- Ratusan buruh dan tukang yang terlibat dalam pembangunan hunian sementara (huntara) bagi penyintas banjir di Kabupaten Aceh Utara mengeluhkan tunggakan upah yang hingga kini belum dibayarkan, meski pekerjaan telah selesai beberapa bulan lalu dan unit huntara sudah ditempati warga.
- Persoalan ini bahkan telah diadukan langsung kepada anggota DPD RI asal Aceh, H Sudirman atau yang akrab disapa Haji Uma, pada Sabtu (9/5/2026) di Lhokseumawe.
- Para pekerja mengaku sisa pembayaran proyek tersebut belum dilunasi oleh pihak rekanan.
Kabartujuh – Lhokseumawe
Ratusan buruh dan tukang yang terlibat dalam pembangunan hunian sementara (huntara) bagi penyintas banjir di Kabupaten Aceh Utara mengeluhkan tunggakan upah yang hingga kini belum dibayarkan, meski pekerjaan telah selesai beberapa bulan lalu dan unit huntara sudah ditempati warga.
Persoalan ini bahkan telah diadukan langsung kepada anggota DPD RI asal Aceh, H Sudirman atau yang akrab disapa Haji Uma, pada Sabtu (9/5/2026) di Lhokseumawe.
Para pekerja mengaku sisa pembayaran proyek tersebut belum dilunasi oleh pihak rekanan. Total tunggakan yang diperkirakan belum dibayarkan mencapai sekitar Rp115,5 juta rupiah, dengan jumlah pekerja terdampak lebih dari 57 orang di dua kecamatan, yakni Kecamatan Lapang dan Kecamatan Seunuddon.
Pembangunan huntara tersebut merupakan bantuan pemerintah pusat melalui Badan Nasional Penanggulangan Bencana (BNPB). Pekerjaan dimulai sejak awal hingga akhir Januari 2026 di beberapa titik, kemudian dilanjutkan di Februari dan Maret 2026. Namun setelah proyek rampung, pembayaran upah disebut belum diselesaikan.
Di Kecamatan Lapang, pembangunan tersebar di sejumlah desa, di antaranya Desa Matang Baroh sebanyak tujuh kopel, Kuala Keureuto empat kopel, Kuala Cangkoi 17 kopel, serta dua kopel di Keude Lapang. Selain itu, terdapat tiga unit huntara tambahan yang dibangun di atas tanah milik penyintas banjir. Satu kopel terdiri dari lima kamar huntara, dengan nilai awal pekerjaan sekitar Rp15 juta per kopel yang kemudian mengalami penyesuaian menjadi Rp14 juta hingga Rp13 juta pada tahap berikutnya.
Salah satu tukang, Muslem, yang merupakan warga Aceh Timur, mengaku belum menerima pelunasan sebesar Rp38 juta. Ia menyebut rekan lainnya juga mengalami hal serupa, di antaranya Faisal asal Lhokseumawe sebesar Rp35 juta, M Nasir asal Lhoksukon Rp30 juta, Hanafi Rp10 juta, serta Jamal Rp2,5 juta.

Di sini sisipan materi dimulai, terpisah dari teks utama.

PR #4860, opened 2021-08-13
cmd: when a UIButton starts a Cmd, add its UIInputs to the proc's env

landism:


internal/controllers/core/cmd/controller.go
```diff
@@ -151,11 +152,17 @@ func (c *Controller) lastStartEventTime(startOn *StartOnSpec, buttons map[string
...
+		if !lastEventTime.Time.Before(startOn.StartAfter.Time) && lastEventTime.Time.After(latestTime) {
+			latestTime = lastEventTime.Time
+			latestButton = b
 		}
 	}
-	return cur
+
+	var inputs []v1alpha1.UIInputStatus
+	if latestButton != nil {
+		inputs = latestButton.Status.Inputs
```
nicks, line 163: this seems surprising to me? i would have expected you'd want to grab the inputs from all buttons, rather than the most recently clicked button

internal/controllers/core/cmd/controller.go
```diff
@@ -138,10 +138,11 @@ func (c *Controller) fileWatches(ctx context.Context, cmd *v1alpha1.Cmd) (map[st
 }
 
 // Fetch the last time a start was requested from this target's dependencies.
-func (c *Controller) lastStartEventTime(startOn *StartOnSpec, buttons map[string]*v1alpha1.UIButton) time.Time {
-	cur := time.Time{}
+func (c *Controller) lastStartEvent(startOn *StartOnSpec, buttons map[string]*v1alpha1.UIButton) (time.Time, []v1alpha1.UIInputStatus) {
+	latestTime := time.Time{}
+	var latestButton *v1alpha1.UIButton
```
nicks, line 143: UIButtons also have a DefaultValue field. how does that play out here? i kind of expected the DefaultValue would be injected into the env, even if the button wasn't pressed. though maybe I'm misunderstanding the intended behavior of DefaultValue

internal/controllers/core/cmd/controller.go
landism: I don't think I have a strong opinion on this and I think I'm fine going either way until we come up with a concrete use case for a cmd with multiple buttons in its `StartOn`.

I went this way because it seemed like it'd surprise me if I clicked a button and my process got values from other buttons that seem (to me) not really related.

My mental model is a button is like an html `<form>` with a mandatory `input type="submit"`, and if two forms have the same `action`, they don't get each others `input`s.

Or, from another angle - a cmd has some set of env vars it consumes, which we could call the api it exposes to buttons that want to trigger it. If a cmd consumes inputs from all of its buttons then things get messy if two buttons representing two workflows try to set the same env var (or maybe not *that* messy - we just take the most recent one for each).

I'm fine shipping as-is and changing as needed, or changing to match your expectations if you have a strong expectation it should go that way, or chatting. I've been trying to think of use cases that'd tilt it one way or another and am starting to think having one cmd triggered by multiple buttons doesn't currently have a compelling use case (vs declaring multiple cmds, one per button)

nicks: i buy that argument! ya, I haven't totally thought through what it means to to have multiple buttons with inputs

nicks (approved):

internal/controllers/core/cmd/controller.go
landism: Whoops, I typed an answer to this but I guess I didn't submit?

The `UITextInput`'s `DefaultValue` is passed as the `TextField`'s `defaultValue`. When the user clicks the button, the frontend updates the `UITextInput`'s status with the `TextField`'s current value, which will already be making use of the default as appropriate.

PR #4866, opened 2021-08-19
web: add persistent state to resource grouping

lizzthabet:
This PR adds state that tracks which label groups are expanded / collapsed and persists across views within the dashboard and across user sessions. If there isn't any saved state for a label group, then it'll default to expanded. As a user toggles a group closed and open, the `ResourceGroupsContext` will track that label's expanded state in local storage, under the "resource-groups" key.

Resource groups aren't live in table view yet, so the best way to test locally is in Storybook. You can toggle [OverviewResourcePane > Ten Resources With Labels](http://localhost:9009/?path=/story/new-ui-overviewresourcepane--ten-resources-with-labels) and [Overview > OverviewTable > Ten Resources With Labels](http://localhost:9009/?path=/story/new-ui-overview-overviewtable--ten-resource-with-labels) and see that the expanded state is the same across views.

I also added tests for the label helpers.

Closes [ch12556](https://app.clubhouse.io/windmill/story/12556/add-persistent-expanded-state-for-resource-grouping).

### DIFF
--- a/web/src/ResourceGroupsContext.test.tsx
+++ b/web/src/ResourceGroupsContext.test.tsx
@@ -1,0 +1,152 @@
+import { mount, ReactWrapper } from "enzyme"
+import React from "react"
+import { AnalyticsAction, AnalyticsType } from "./analytics"
+import {
+  cleanupMockAnalyticsCalls,
+  expectIncrs,
+  mockAnalyticsCalls,
+} from "./analytics_test_helpers"
+import {
+  DEFAULT_GROUP_STATE,
+  ResourceGroupsContextProvider,
+  useResourceGroups,
+} from "./ResourceGroupsContext"
+
+const GROUP_STATE_ID = "test-group-state"
+const LABEL_STATE_ID = "test-label-state"
+
+// This is a very basic test component that prints out the state
+// from the ResourceGroups context and provides buttons to trigger
+// methods returned by the context, so they can be tested
+const TestConsumer = (props: { labelName?: string }) => {
+  const { groups, getGroup, toggleGroupExpanded } = useResourceGroups()
+
+  return (
+    <>
+      <p id={GROUP_STATE_ID}>{JSON.stringify(groups)}</p>
+      {/* Display the label state if a specific label is present */}
+      {props.labelName && (
+        <p id={LABEL_STATE_ID}>{JSON.stringify(getGroup(props.labelName))}</p>
+      )}
+      {/* Display a button to toggle the label state if a specific label is present */}
+      {props.labelName && (
+        <button
+          onClick={() =>
+            toggleGroupExpanded(props.labelName || "", AnalyticsType.Grid)
+          }
+        />
+      )}
+    </>
+  )
+}
+
+describe("ResourceGroupsContext", () => {
+  let wrapper: ReactWrapper<typeof TestConsumer>
+
+  beforeEach(() => {
+    mockAnalyticsCalls()
+  })
+
+  afterEach(() => {
+    localStorage.clear()
+    cleanupMockAnalyticsCalls()
+  })
+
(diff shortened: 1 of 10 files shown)


web/src/ResourceGroupsContext.test.tsx
```diff
@@ -0,0 +1,152 @@
...
+      {props.labelName && (
+        <button
+          onClick={() =>
+            toggleGroupExpanded(props.labelName || "", AnalyticsType.Grid)
+          }
+        />
+      )}
+    </>
+  )
+}
```
lizzthabet, line 41: i'm not sure if this is the best way to test a provider/context, but looking around our codebase and (very briefly) the internet, it seems like this is a common approach. open to suggestions if there's a better way to test!

web/src/ResourceGroupsContext.tsx
```diff
@@ -0,0 +1,81 @@
...
+const resourceGroupsContext = createContext<ResourceGroupsContext>({
+  groups: {},
+  toggleGroupExpanded: () => {
+    console.warn("Resource group context is not set.")
+  },
+  getGroup: () => {
+    console.warn("Resource group context is not set.")
+    return { ...DEFAULT_GROUP_STATE }
+  },
+})
```
lizzthabet, line 31: @nicks, i addressed [your feedback](https://github.com/tilt-dev/tilt/pull/4845#discussion_r687157169) here by changing the shape of the resource groups state from 
```
state: { labelName: boolean }
```
 to 
```
state: { labelName: { expanded: boolean } }
```
so it's clearer and more extensible if there's other state we want to track for label groups. the method names are also renamed to be clearer. (it may be a little awkward that there's a `getGroup` but not a `setGroup` where you can pass in the desired group state? i figured a `toggle` method is more useful for the implementation now, but i can refactor that.)

web/src/ResourceGroupsContext.test.tsx
nicks: this seems like a reasonable approach. we've also done this:
https://github.com/tilt-dev/tilt/blob/master/web/src/ResourceNav.test.tsx#L15
which uses the "Consumer" react component (rather than hooks) and attaches the state to a class (rather than serializing/deserializing). but i don't think either approach is necessarily more correct.

i might add a helper method for the stanza:

```
      const labelState = wrapper.find(`#${LABEL_STATE_ID}`).text()
      expect(labelState).toBe(JSON.stringify({ expanded: true }))
```

web/src/ResourceGroupsContext.tsx
```diff
@@ -0,0 +1,81 @@
...
+import { usePersistentState } from "./LocalStorage"
+
+export type GroupState = { expanded: boolean }
+
+export type GroupsState = {
+  [key: string]: GroupState
+}
+
+type ResourceGroupsContext = {
+  groups: GroupsState
```
nicks, line 12: i'm surprised you exposed both `groups` and `getGroups`? seems like you'd want people to use the accessor function.

web/src/ResourceGroupsContext.tsx
nicks: :+1:

nicks (approved):

web/src/ResourceGroupsContext.tsx
lizzthabet: that's a good point! i thought it'd be useful for a context to still expose its whole state, but i don't have any strong opinions about it. (it is useful for testing.)

web/src/ResourceGroupsContext.test.tsx
lizzthabet: ah, cool! it's good to see another example for testing. added a couple small helpers!

PR #43, opened 2019-09-12
Update news item rendering to consider stories

donni106:
- data for news item can have multiple content blocks forming a longer story
- each content block is now a different section in a whole story
- a news item renders a main image(carousel) and a main title from the first content block
  - that is why that data is ignored inside of the story sections for the first index in the iteration
- the order of elements inside of a sections in the story is:
  - title
  - intro
  - image(carousel)
  - text
  - audio/video
- added a new wrapper with only horizontal padding to separate each section from the other without vertical space
- removed bottom margin from the logo as the body text now comes inside of the story sections
- added necessary keys in the news items queries

Render audio and video as html contents (iframe) in a WebView

- there were problems playing sound of SoundCloud iframes in the HTML renderer
- with WebView the sound plays correctly
- for correct display with zoomlevel, a hacky javascript include is necessary

Render audio and video also in EventRecord

### DIFF
--- a/src/components/screens/NewsItem.js
+++ b/src/components/screens/NewsItem.js
@@ -9,46 +9,123 @@ import { Image } from '../Image';
 import { Logo } from '../Logo';
 import { Title, TitleContainer, TitleShadow } from '../Title';
 import { Touchable } from '../Touchable';
-import { Wrapper } from '../Wrapper';
+import { Wrapper, WrapperHorizontal } from '../Wrapper';
 import { ImagesCarousel } from '../ImagesCarousel';
 import { momentFormat, openLink, trimNewLines } from '../../helpers';
-import { RegularText } from '../Text';
+import { BoldText, RegularText } from '../Text';
 
 /* eslint-disable complexity */
 /* NOTE: we need to check a lot for presence, so this is that complex */
 export const NewsItem = ({ data }) => {
-  const { dataProvider, contentBlocks, publishedAt, sourceUrl } = data;
+  const { dataProvider, mainTitle, contentBlocks, publishedAt, sourceUrl } = data;
 
-  const subtitle = `${momentFormat(publishedAt)} | ${dataProvider && dataProvider.name}`;
-  const title = !!contentBlocks && !!contentBlocks.length && contentBlocks[0].title;
   const logo = dataProvider && dataProvider.logo && dataProvider.logo.url;
-  const body =
-    !!contentBlocks &&
-    !!contentBlocks.length &&
-    contentBlocks.map((contentBlock) => contentBlock.body).join('');
   const link = sourceUrl && sourceUrl.url;
-  let images = [];
+  const subtitle = `${momentFormat(publishedAt)} | ${dataProvider && dataProvider.name}`;
+  // the title of a news item is either a given main title or the title from the first content block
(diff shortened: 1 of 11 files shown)


src/components/screens/NewsItem.js
```diff
@@ -113,7 +124,19 @@ export const NewsItem = ({ data }) => {
             !!mediaContent.sourceUrl.url &&
             section.push(
               <WrapperHorizontal key={`${index}-${contentBlock.id}-mediaContent${mediaContent.id}`}>
-                <HtmlView html={trimNewLines(mediaContent.sourceUrl.url)} />
+                <WebView
+                  source={{ html: trimNewLines(mediaContent.sourceUrl.url) }}
+                  style={styles.iframeWebView}
+                  scrollEnabled={false}
+                  bounces={false}
+                  injectedJavaScript={INJECTED_JAVASCRIPT_FOR_IFRAME_WEBVIEW}
```
SoleCincis: ''for correct display with zoomlevel, a hacky javascript include is necessary'' is this the hacky js that you mentioned ? what is it ?

src/components/screens/NewsItem.js
```diff
@@ -14,6 +15,16 @@ import { ImagesCarousel } from '../ImagesCarousel';
 import { momentFormat, openLink, trimNewLines } from '../../helpers';
 import { BoldText, RegularText } from '../Text';
 
+// necessary hacky way of implementing iframe in webview with correct zoom level
+// thx to: https://stackoverflow.com/a/55780430
+const INJECTED_JAVASCRIPT_FOR_IFRAME_WEBVIEW = `
```
SoleCincis: Is this a sort of importing ?

src/components/screens/NewsItem.js
```diff
@@ -113,7 +124,19 @@ export const NewsItem = ({ data }) => {
             !!mediaContent.sourceUrl.url &&
             section.push(
               <WrapperHorizontal key={`${index}-${contentBlock.id}-mediaContent${mediaContent.id}`}>
-                <HtmlView html={trimNewLines(mediaContent.sourceUrl.url)} />
+                <WebView
+                  source={{ html: trimNewLines(mediaContent.sourceUrl.url) }}
```
SoleCincis: what is this helper doing? I can't find the commit for it.

src/components/screens/NewsItem.js
donni106: yes, that constant `INJECTED_JAVASCRIPT_FOR_IFRAME_WEBVIEW` contains the "hacky javascript"

src/components/screens/NewsItem.js
donni106: no, it is a constant definition for using it as the prop `injectedJavaScript` inside of the WebView

src/components/screens/NewsItem.js
donni106: you mean the helper `trimNewLines`?  it is defined in [/src/helpers/htmlViewHelper.js](https://github.com/ikuseiGmbH/smart-village-app-app/blob/master/src/helpers/htmlViewHelper.js). it is used for removing unnecessary and unwanted new lines in a text, that we want to render as html.

PR #71, opened 2020-07-07
Implement global settings for optional navigator

### LINKED ISSUE #70: Ability to choose between drawer and tab navigation
The app should have the options to run with drawer navigator or with tab navigator.
Therefore a json on the server with global settings is necessary.
Default and fallback should be the drawer navigation, as this was initially implemented.

donni106:
Resolves #70


donni106:
Code climate issues will be attacked on a later point.

Issue #49, opened 2020-05-13
Add information text to empty screens


donni106:
Currently screens are empty and white, if there is no data.
I would be nice to have a short text on screens without data. An empty screen is always bad user experience.

|example from GitHub app|example Google Play|example Expo|
|---|---|---|
|![Screenshot_20200513-104755](https://user-images.githubusercontent.com/1942953/81791817-8496b380-9507-11ea-8b42-ea52098022e8.png)|![Screenshot_20220119-181156](https://user-images.githubusercontent.com/1942953/150180617-ea1e1f44-bcfe-4708-a2ce-494abc8c3207.png)|![Screenshot_20220119-204559](https://user-images.githubusercontent.com/1942953/150202982-78846b5a-65b6-4f56-ab91-db43434429fe.png)|

SoleCincis:
I would be happy to work on this feature if requested

donni106:
there are a few examples where this could happen. two of them are pointed out in the following table with screenshots.

|home screen events widget|no events|home screen about item|no content|
|---|---|---|---|
|![Simulator Screen Shot - iPhone 8 Plus - 2022-01-19 at 18 01 31](https://user-images.githubusercontent.com/1942953/150178917-29fbf1f5-2b35-4504-9eb3-0d772d9a21b7.png)|![Simulator Screen Shot - iPhone 8 Plus - 2022-01-19 at 18 01 35](https://user-images.githubusercontent.com/1942953/150178931-bf50527e-521e-428d-85aa-fbaaa2fdfd97.png)|![Simulator Screen Shot - iPhone 8 Plus - 2022-01-19 at 18 01 49](https://user-images.githubusercontent.com/1942953/150178965-cf0f9af1-a58d-4f2c-adb4-a54762fb4e67.png)|![Simulator Screen Shot - iPhone 8 Plus - 2022-01-19 at 18 01 51](https://user-images.githubusercontent.com/1942953/150178973-df22e4d6-a1fb-4cff-b9d9-1f2212fd0354.png)|

it would be nice to have some default message saying that there is nothing to see. maybe some sort of fallback component for empty things.

PR #80, opened 2020-07-28
Update on title header in webView news

SoleCincis:
- just 'Nachrichte' will be visible now on header of webView news article
  - hardcoded in title params instead of previeus condition
-const title is in use in this file in several places , should not be deleted
- this change have been not tested because of network issues

### DIFF
--- a/src/components/screens/NewsItem.js
+++ b/src/components/screens/NewsItem.js
@@ -30,19 +30,17 @@ const INJECTED_JAVASCRIPT_FOR_IFRAME_WEBVIEW = `
 /* eslint-disable complexity */
 /* NOTE: we need to check a lot for presence, so this is that complex */
 export const NewsItem = ({ data, navigation }) => {
-  const { dataProvider, mainTitle, contentBlocks, publishedAt, sourceUrl, settings } = data;
+  const { dataProvider, contentBlocks, publishedAt, sourceUrl, settings } = data;
 
   const logo = dataProvider && dataProvider.logo && dataProvider.logo.url;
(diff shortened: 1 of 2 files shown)


SoleCincis:
Working on issues !

src/components/screens/NewsItem.js
```diff
@@ -42,7 +42,7 @@ export const NewsItem = ({ data, navigation }) => {
     navigation.navigate({
       routeName: 'Web',
       params: {
-        title,
+        title: 'Nachrichte',
```
donni106, line 45: 'Nachricht' ⚠️

SoleCincis: "Please remove the variable, that is not used anymore" , do you mean const title ? I was getting a issues on when I removed it . 
"And please check the other detail screens, if they are all singular", I did they are all singular and Touren is always plural , right ?

donni106: But then a single Tour needs to have "Tour" doesn't it?

SoleCincis: They are all singular now !

donni106:
In the first commit the issue #49 is referencedm which is not correct! There is no issue for this.
I will rebase your commits @SoleCincis and edit the commit message.

SoleCincis:
> In the first commit the issue #49 is referenced, which is not correct! There is no issue for this.
> I will rebase your commits @SoleCincis and edit the commit message before merge.

yess that was out of place! I was looking at this issue that day because I'd like to work on it as soon as possible .

PR #84, opened 2020-08-18
feat(external links): open all links in internal web view

donni106:
- added `openWebScreen` navigation method in components
  where necessary to open links
- if a link is determined, do not open the url in an external browser,
  but navigate to the web view with the web url to open

### DIFF
--- a/src/components/HtmlView.js
+++ b/src/components/HtmlView.js
@@ -53,12 +53,12 @@ const htmlConfig = {
   ignoredTags: IGNORED_TAGS
 };
 
-export const HtmlView = (props) => (
+export const HtmlView = ({ html, tagsStyles, openWebScreen }) => (
   <HTML
-    {...props}
+    html={html}
     {...htmlConfig}
-    onLinkPress={(evt, href) => openLink(href)}
-    tagsStyles={{ ...styles.html, ...props.tagsStyles }}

Sementara itu, berdasarkan data lainnya, di Kecamatan Seunuddon terdapat 14 unit huntara dengan melibatkan sejumlah kepala pekerja dan anggota tim. Di wilayah ini, tunggakan upah diperkirakan mencapai sekitar Rp30 juta. Adapun di wilayah Sawang dan Sawang Krueng Mane, total tunggakan disebut juga mencapai sekitar Rp30 juta. Di Kecamatan Sawang sendiri, nilai tunggakan bahkan diperkirakan mencapai Rp150 juta.
Para pekerja menyebut telah berulang kali menanyakan hak mereka kepada pihak terkait, namun hanya menerima janji yang terus diundur. “Setiap ditanya, selalu dijanjikan minggu depan atau pada tanggal tertentu, tetapi sampai sekarang belum terealisasi,” ungkap salah seorang pekerja.
Mereka berharap ada perhatian dan penyelesaian segera terhadap persoalan tersebut, mengingat proyek huntara merupakan bagian dari upaya pemulihan pascabencana yang seharusnya tidak menimbulkan masalah baru, terutama bagi para pekerja yang telah menyelesaikan kewajiban mereka di lapangan.
Dalam pertemuan pengaduan tersebut, Haji Uma turut didampingi stafnya, Mulyadi Syarif dan Hamdani, dan menerima langsung keluhan para pekerja untuk ditindaklanjuti sesuai mekanisme yang berlaku.
Para buruh dan tukang berharap kejelasan pembayaran dapat segera diberikan agar hak mereka dapat terpenuhi dan persoalan ini tidak berlarut-larut.